Assignment: Within the listing, how many lines include "need"? Please answer with a bare number.
*** Block opens ***
PR #323, opened 2024-02-19
Feat: chat bubbles

davidejensen:


Explorer/Assets/DCL/NameTags/NametagPlacementSystem.cs
```diff
@@ -54,28 +54,43 @@ protected override void Update(float t)
...
             AddTagQuery(World, camera);
+            ProcessChatBubbleComponentsQuery(World);
         }
 
         [Query]
         [None(typeof(NametagView), typeof(PlayerComponent))]
         private void AddTag([Data] in CameraComponent camera, Entity e, in AvatarShapeComponent avatarShape, in CharacterTransform characterTransform, in PartitionComponent partitionComponent)
         {
-            if (partitionComponent.IsBehind) return;
+            if (partitionComponent.IsBehind || Vector3.Distance(camera.Camera.transform.position, characterTransform.Position) > nametagsData.maxDistance) return;
```
Kinerius, line 64: Quick optimization, we could do
```C#
Vector3.DistanceSqr(camera.Camera.transform.position, characterTransform.Position) > nametagsData.maxDistance * nametagsData.maxDistance
```

Explorer/Assets/DCL/NameTags/NametagPlacementSystem.cs
```diff
@@ -84,26 +99,37 @@ private void RemoveTag(NametagView nametagView)
...
             nametagViewPool.Release(nametagView);
+            activeNametags.Remove(nametagView.Id);
             World.Remove<NametagView>(e);
         }
 
         [Query]
         private void UpdateTag([Data] in CameraComponent camera, Entity e, NametagView nametagView, in CharacterTransform characterTransform, in PartitionComponent partitionComponent)
         {
-            if (partitionComponent.IsBehind)
+            if (partitionComponent.IsBehind || Vector3.Distance(camera.Camera.transform.position, characterTransform.Position) > nametagsData.maxDistance)
```
Kinerius, line 109: Same if logic than line 64, you can extract that into a method

Explorer/Assets/DCL/NameTags/NametagPlacementSystem.cs
```diff
@@ -84,26 +99,37 @@ private void RemoveTag(NametagView nametagView)
...
 
             UpdateTagPosition(nametagView, camera.Camera, characterTransform.Position);
+            UpdateTagTransparency(nametagView, camera.Camera, characterTransform.Position);
         }
 
         [MethodImpl(MethodImplOptions.AggressiveInlining)]
         private void UpdateTagPosition(NametagView view, Camera camera, Vector3 characterPosition)
         {
-            view.transform.position = camera.WorldToScreenPoint(characterPosition + (Vector3.up * 2.2f));
+            view.transform.position = characterPosition + (Vector3.up * 2.1f);
```
Kinerius, line 124: Magic number! 
cast a "turn into const" spell for it to be more magical

Explorer/Assets/DCL/NameTags/NametagPlacementSystem.cs
```diff
@@ -27,6 +25,8 @@ public partial class NametagPlacementSystem : BaseUnityLoopSystem
         private readonly ChatEntryConfigurationSO chatEntryConfiguration;
         private readonly NametagsData nametagsData;
         private SingleInstanceEntity playerCamera;
+        private float distanceFromCamera;
+        private Dictionary<string, NametagView> activeNametags = new ();
 
         public NametagPlacementSystem(World world, IObjectPool<NametagView> nametagViewPool, ChatEntryConfigurationSO chatEntryConfiguration, NametagsData nametagsData) : base(world)
```
Kinerius, line 31: Did you check the performance of this class? it does quite a lot of math and transforms updates per frame, if it starts to be sluggish I would add a `TODO: ` here that invites someone to Jobify it.
if it's not that slow and we have a bubble limit, we can ignore it, but if there isn't, imagine a situation where 100 users are spamming nonsense

Explorer/Assets/DCL/NameTags/NametagView.cs
```diff
@@ -9,6 +15,131 @@ public class NametagView : MonoBehaviour
...
+        [field: SerializeField]
+        public float FixedWidth { get; private set; }
+
+        private const float NAMETAG_MARGIN_OFFSET_WIDTH = 0.2f;
+        private const float NAMETAG_MARGIN_OFFSET_HEIGHT = 0.15f;
+        private const float BUBBLE_MARGIN_OFFSET_WIDTH = 0.4f;
+        private const float BUBBLE_MARGIN_OFFSET_HEIGHT = 0.6f;
+        private const float ANIMATION_DURATION = 0.7f;
+        private const float FULL_OPACITY_MAX_DISTANCE = 8.5f;
+        private const int CHAT_BUBBLE_IDLE_TIME = 6000;
```
Kinerius, line 46: That's quite a lot of constants, I would extract them into a ScriptableObject for easier edition in the future

Explorer/Assets/DCL/NameTags/NametagView.cs
```diff
@@ -9,6 +15,131 @@ public class NametagView : MonoBehaviour
...
+        public void SetTransparency(float distance, float maxDistance)
+        {
+            if(Math.Abs(distance - previousDistance) < DISTANCE_THRESHOLD)
+                return;
+
+            previousDistance = distance;
+            usernameTextColor = Username.color;
+            textColor.a = distance > FULL_OPACITY_MAX_DISTANCE ? alphaOverDistanceCurve.Evaluate((distance - FULL_OPACITY_MAX_DISTANCE) / (maxDistance - FULL_OPACITY_MAX_DISTANCE) ) : 1;
+            usernameTextColor.a = distance > FULL_OPACITY_MAX_DISTANCE ? alphaOverDistanceCurve.Evaluate((distance - FULL_OPACITY_MAX_DISTANCE) / (maxDistance - FULL_OPACITY_MAX_DISTANCE) ) : 1;
+            backgroundColor.a = distance > FULL_OPACITY_MAX_DISTANCE ? alphaOverDistanceCurve.Evaluate((distance - FULL_OPACITY_MAX_DISTANCE) / (maxDistance - FULL_OPACITY_MAX_DISTANCE) ) : 1;
```
Kinerius, line 80: Evaluate is quite slow and you are repeating the same evaluation 3 times

Kinerius (changes requested):
Looks good, I left some optimization and organization requests that would be great to fix before merging

Explorer/Assets/DCL/NameTags/NametagPlacementSystem.cs
davidejensen: DistanceSqr doesn't exist 🤔

Explorer/Assets/DCL/NameTags/NametagPlacementSystem.cs
davidejensen: We would need to have 100 avatars close to us because at certain distance nametags are not rendered, and once we have easier ways to test it we will reduce even more the range of chat bubbles, also there is a setting to disable them from the chat if they get too annoying, anyway calulations are not that heavy, only impact is the alpha change of the text mesh pro.
Added a comment

Explorer/Assets/DCL/NameTags/NametagPlacementSystem.cs
davidejensen: moved to a function anyway

Kinerius: haha sorry I mixed a few things, [distancesq](https://docs.unity3d.com/Packages/com.unity.mathematics@1.2/api/Unity.Mathematics.math.distancesq.html) is from the mathematics package.
In this case we would need to do `(B-A).distanceSqr > nametagsData.maxDistance * nametagsData.maxDistance`

Kinerius (approved):
LGTM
*** Block closes ***
Result of this task: 2